Technical Highlights

  • Vehicle Controller with Driving Physics
  • Multi Axis Configuration Support
  • Dynamic Suspension View Formula
  • Damage System
  • Hitscan Weapon System

Screenshots

Download

Version Release Date Download
2.1.8 Mar 22, 2024 Quantum Vehicular Combat 2.1.8 Build 343

Multi Axis Configuration Support

By default the sample supports up to 4 wheel axles and 8 wheels (2 wheels per axle). It is possible to create vehicles with more axles & wheels by increasing the fixed array size in the VehicleState component; simply set it to the maximum amount axles the largest vehicle may have.

C#

component VehicleState {
    asset_ref<VehicleConfig> Config;
    DriveTrain DriveTrain;

    Byte AxleCount;
    array<AxleState>[4] Axles; // modify this value for support more axles

    [HideInInspector] FP TimeFlipped;
    [HideInInspector] FP TimeFalling;
    [HideInInspector] FP Fuel;
}

Axle Setup

For each vehicle, set the Axle Count for that particular vehicle. Each Axle requires an AxleConfig, WheelConfig, SuspensionConfig and TireConfig to be functional.

KEO Axle Setup Example
Axle Setup Example.

Axle Config

AxleConfig allows to set the offset of the axle which is its position relative to the vehicle's center / pivot.

KEO Axle Config Example
Axle Config Example.

Each axle may apply Traction and/or Steering. If the axle is situated towards the rear of the vehicle, and the wheels also apply steering (such as in the case of the tank vehicle), the InvertSteering option has to be checked in order for the wheels to apply the correct steering.

C#

struct AxleState {
    asset_ref<AxleConfig> AxleConfig;

    asset_ref<WheelConfig> WheelConfig;
    asset_ref<SuspensionConfig> SuspensionConfig;
    asset_ref<TireConfig> TireConfig;

    [HideInInspector] FP SteerAngle;
    [HideInInspector] WheelState WheelL;
    [HideInInspector] WheelState WheelR;
}

Drive Assist

In the Drive Assist section, the max and min steering angles for each steering axles. This helps players not oversteering or losing control at higher speeds.

KEO Drive Assist Example
Drive Assist.

Suspension

The suspension is visualized on the Unity-side by reading the values of the car physics in the Quantum simulation. The class responsible for this is called AxleView.cs.

As this is pure visual representation, the suspension visual reacts to the simulation but the suspension itself is not part of the simulation.
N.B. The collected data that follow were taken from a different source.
PR #477, opened 2018-01-01
Macedonian & Bulgarian translation fix

OciXCrom:
Macedonian - fixed usage of specific letters (c => ch; s => sh, etc) and some minor mistakes. Some parts were written in Serbian (the author probably used that language as a reference).

Bulgarian - I don't know if the person who made the translation was 8 years old or he simply failed the first grade in school. He litreally took the liberty of replacing letters with numbers (e.g. "E" => "3") and failed basic grammar things.

I also fixed some other minor mistakes that I noticed in other languges, such as missing commas, quotes, etc. Two files were set to UTF8 without BOM, so I changed that too.


rsKliPPy:
> Bulgarian - I don't know if the person who made the translation was 8 years old or he simply failed the first grade in school. He litreally took the liberty of replacing letters with numbers (e.g. "E" => "3") and failed basic grammar things.
I think HL/CS didn't support UTF-8 chat at one point. Even now the console can't display non-ASCII charcaters.

OciXCrom:
Still, "ч" can be written as "ch" instead of "4", which is what I did in both languages. I don't want to convert them to cyrillic because the console won't display those letters.

Freeman-AM:
I'm french and i don't get why you removed some " . " at the end of the sentence. It's correct to end a sentence this way.

Is it for consistency between languages ?

OciXCrom:
It is correct in all languages (I guess), but I did it for consistency. Since the original translation didn't end with a ".", it should be the same for all languages, even though this bugs me too.

Freeman-AM:
Alright ;)

WPMGPRoSToTeMa:
@OciXCrom 
> I don't want to convert them to cyrillic because the console won't display those letters.

Do you mean the server console or ...?

OciXCrom:
@WPMGPRoSToTeMa - the game's console. It doesn't display cyrillic characters.

WPMGPRoSToTeMa:
@OciXCrom client console supports most unicode symbols. The problem occurs when chat message moves into console after timeout. The client code should filter only color codes, but it also filters all non-ASCII characters because the code is bugged. I have a patch for windows and linux clients that fixes this problem.

Arkshine:
Thanks!

PR #479, opened 2018-01-30
Update miscstats.sma

all85100:
Fixed display of your team name when the remaining enemy is displayed


all85100:
error

Soyrce:
error:
Error: Undefined symbol "MAX_PLAYERS" on line 60
Error: Invalid array size (negative or zero) on line 88

Freeman-AM:
Excluding @Soyrce comment, who is reporting errors much more on his side such as outdated includes or some other fail on his side, there is effectively a bug concerning enemy remaining. But updating it this way isn't the way to do i believe. Cause this part is not clear at all, at the first time you read it. A more complete rewrite should be done. I will see what can i do in another PR.

regener:
Could be closed I think, it is fixed since last commits.
https://github.com/alliedmodders/amxmodx/commits/master/plugins/cstrike/miscstats.sma

PR #480, opened 2018-02-10
Added ADMIN_SUPER flag

OciXCrom:
Users with flag "x" (ADMIN_SUPER) are able to bypass the ADMIN_IMMUNITY flag on commands that are properly made with `cmd_target`.

### DIFF
--- a/plugins/include/amxconst.inc
+++ b/plugins/include/amxconst.inc
@@ -94,6 +94,7 @@ public stock const Float:NULL_VECTOR[3];
 #define ADMIN_LEVEL_H       (1<<19) /* flag "t" */
 #define ADMIN_MENU          (1<<20) /* flag "u" */
 #define ADMIN_BAN_TEMP      (1<<21) /* flag "v" */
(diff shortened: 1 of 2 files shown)


rsKliPPy:
All plugins have to be recompiled to make this applicable. If `cmd_target` was a native, and it sadly isn't, it would've been fine. I'd say this is a problem, because some commands will ignore immunity and some won't. We really need more opinions on this one.

OciXCrom:
I don't think that's really a problem. It's probably safer to compile them after updating anyways. Still, compiling all plugins takes only a few seconds, so that shouldn't stop us from introducing a new feature.

afwn90cj93201nixr2e1re:
And what about cases when someone already taked this bit for using it inside amxmodx? Since 1.8.2 updates.
Also brekable.

OciXCrom:
@afwn90cj93201nixr2e1re That's extremely unlikely. Even if it does happen, it's even more unlikely that it will break anything that badly. Plus, these are default unused AMXX flags, so we might as well do something with them.

A similar change was already made with the new "v" flag for tempban.

PR #481, opened 2018-02-20
Build assembly files with AMBuild.

dvander:
This isn't the prettiest thing but it's better than having these awful object files in the tree. Yasm must be installed on the system. (We could alternately require nasm which would remove the codesize hack).

r?'ing DS for build stuff and Arkshine to see if this would disrupt AMX Mod X developers.


dvander:
Actually, I think it's reasonable to require nasm. It's in macports/apt and we can add it to checkout-deps.sh.

In-line:
– Hm. So we have 19 build systems.
– Yes, but no one has features that I need.
– Okey, now we have 20 build systems.

rsKliPPy:
> – Hm. So we have 19 build systems.
> – Yes, but no one has features that I need.
> – Okey, now we have 20 build systems.

This change was long overdue actually. To be honest it should have been this way from the very beginning.

Some Wikis should probably be updated as a consequence of this change.

AMBuildScript
```diff
@@ -369,11 +395,42 @@ class AMXXConfig(object):
     binary = context.compiler.Program(name)
     return self.AddVersioning(binary)
 
+  def AddAssembly(self, context, binary, input_file, output_file, includes=[], extra_argv=[]):
+    if builder.target_platform == 'windows':
+      obj_type = 'win32'
+    elif builder.target_platform == 'linux':
+      obj_type = 'elf'
```
rsKliPPy: Maybe have it as `elf32` as well to match the other two, or remove `32` from the other two. Is there a reason for this one to be different?

Arkshine:
@TheDS If possible, even if it looks good, I would prefer that you say something since david r?'d you.

PR #198, opened 2019-07-23
fix(api): apply correct json tag to inline resource

aslakknutsen:
ops


bartoszmajsak:
Makes me wonder why `golangci` missed that one... not to mention tests :>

Thus the following section are entirely about Unity-side representation and code.

Dynamic Suspension View

The formula included in the sample for the custom suspension view is specific to the type of suspension created in KEO's vehicles, but the logic can be adapted for other suspension types.

The suspension is composed of:

  • Left/Right Wheel: The visual wheel which will rotate on its X axis according to the vehicles movement.
KEO Left-Right Wheel Example
  • Left/Right Pivot: The object of which will get its Y position set according to the suspension compression (taken from the Quantum Simulation), and will rotate on its Y axis to simulate steering (wheel objects must be children of the pivots).
KEO Left-Right Pivot Example
  • Left/Right Fixed Pivot: The object which will be synchronised with the wheels Y position and contains all "inner" parts of the a suspension bar (explained below).
KEO Left-Right Pivot Fixed Example

Suspension Formula

The suspension bars are composed of an inner top bar ( A ), outer top bar ( B ), inner bottom ( C ) and outer bottom ( D ).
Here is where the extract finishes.